▸ **Source data**
****************************************
PR #324, opened 2025-09-06
Custom playlist - View channels within groups from the group page

giejay:
Sort channels within groups by drag/drop and alphabetically

This will add a "view" icon to the group page within a custom playlist. The view icon pops up a modal in which the channels can be sorted, either by dragging or by a button: alphabetically. 

In the end, it would be nice to not use the "sort" column of the channel, but create a pivot table so you can sort the same channels differently within multiple groups. But I don't know exactly how the whole export to m3u works, so didn't touch that. 

Disclaimer: I had help from Copilot since I'm not familiar with Lavarel framework:) So, if I coded any anti patterns, I'm sorry, please let me know.

### DIFF
--- a/app/Filament/Resources/ChannelResource.php
+++ b/app/Filament/Resources/ChannelResource.php
@@ -98,7 +98,8 @@ class ChannelResource extends Resource
             ->columns(self::getTableColumns(showGroup: !$relationId, showPlaylist: !$relationId))
             ->filters(self::getTableFilters(showPlaylist: !$relationId))
             ->actions(self::getTableActions(), position: Tables\Enums\ActionsPosition::BeforeCells)
-            ->bulkActions(self::getTableBulkActions());
+            ->bulkActions(self::getTableBulkActions())
+            ->reorderable('sort'); // Enable drag-and-drop sorting
     }
 
     public static function getTableColumns($showGroup = true, $showPlaylist = true): array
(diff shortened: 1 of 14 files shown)


app/Filament/Resources/ChannelResource.php
```diff
@@ -133,14 +134,9 @@ public static function getTableColumns($showGroup = true, $showPlaylist = true):
...
                 ->toggleable(),
-            Tables\Columns\TextInputColumn::make('sort')
+            Tables\Columns\TextColumn::make('sort')
                 ->label('Sort Order')
-                ->rules(['min:0'])
-                ->type('number')
-                ->placeholder('Sort Order')
                 ->sortable()
-                ->tooltip(fn($record) => !$record->is_custom && $record->playlist?->auto_sort ? 'Playlist auto-sort enabled; disable to change' : 'Channel sort order')
-                ->disabled(fn($record) => !$record->is_custom && $record->playlist?->auto_sort)
```
giejay, line 143: Might need to make the reorderable('sort') dependant on the same logic...

sparkison:
it is a little anti-pattern with the additional JS lib and controller to handle the sorting. I've implemented something more inline with the framework that should accomplish the same thing. This is on `experimental` now 😉 

sort

giejay:
Understood! Thanks for adding it yourself, I will try it now:) One question, would it be possible to add the alphabetical sorting to the bulk action dropdown?

giejay:
I tried it, and it doesnt work correctly Im afraid. It only shows the latest added group and it hides all the other channels. So with 1 group it works, but after adding another group, only that group is shown, both in the Live channels tab and in the groups tab.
****************************************
▸ **Action item**
Verbatim reproduction of the entries is required.

▸ **Answer space**
PR #324, opened 2025-09-06
Custom playlist - View channels within groups from the group page

giejay:
Sort channels within groups by drag/drop and alphabetically

This will add a "view" icon to the group page within a custom playlist. The view icon pops up a modal in which the channels can be sorted, either by dragging or by a button: alphabetically. 

In the end, it would be nice to not use the "sort" column of the channel, but create a pivot table so you can sort the same channels differently within multiple groups. But I don't know exactly how the whole export to m3u works, so didn't touch that. 

Disclaimer: I had help from Copilot since I'm not familiar with Lavarel framework:) So, if I coded any anti patterns, I'm sorry, please let me know.

### DIFF
--- a/app/Filament/Resources/ChannelResource.php
+++ b/app/Filament/Resources/ChannelResource.php
@@ -98,7 +98,8 @@ class ChannelResource extends Resource
             ->columns(self::getTableColumns(showGroup: !$relationId, showPlaylist: !$relationId))
             ->filters(self::getTableFilters(showPlaylist: !$relationId))
             ->actions(self::getTableActions(), position: Tables\Enums\ActionsPosition::BeforeCells)
-            ->bulkActions(self::getTableBulkActions());
+            ->bulkActions(self::getTableBulkActions())
+            ->reorderable('sort'); // Enable drag-and-drop sorting
     }
 
     public static function getTableColumns($showGroup = true, $showPlaylist = true): array
(diff shortened: 1 of 14 files shown)


app/Filament/Resources/ChannelResource.php
```diff
@@ -133,14 +134,9 @@ public static function getTableColumns($showGroup = true, $showPlaylist = true):
...
                 ->toggleable(),
-            Tables\Columns\TextInputColumn::make('sort')
+            Tables\Columns\TextColumn::make('sort')
                 ->label('Sort Order')
-                ->rules(['min:0'])
-                ->type('number')
-                ->placeholder('Sort Order')
                 ->sortable()
-                ->tooltip(fn($record) => !$record->is_custom && $record->playlist?->auto_sort ? 'Playlist auto-sort enabled; disable to change' : 'Channel sort order')
-                ->disabled(fn($record) => !$record->is_custom && $record->playlist?->auto_sort)
```
giejay, line 143: Might need to make the reorderable('sort') dependant on the same logic...

sparkison:
it is a little anti-pattern with the additional JS lib and controller to handle the sorting. I've implemented something more inline with the framework that should accomplish the same thing. This is on `experimental` now 😉 

sort

giejay:
Understood! Thanks for adding it yourself, I will try it now:) One question, would it be possible to add the alphabetical sorting to the bulk action dropdown?

giejay:
I tried it, and it doesnt work correctly Im afraid. It only shows the latest added group and it hides all the other channels. So with 1 group it works, but after adding another group, only that group is shown, both in the Live channels tab and in the groups tab.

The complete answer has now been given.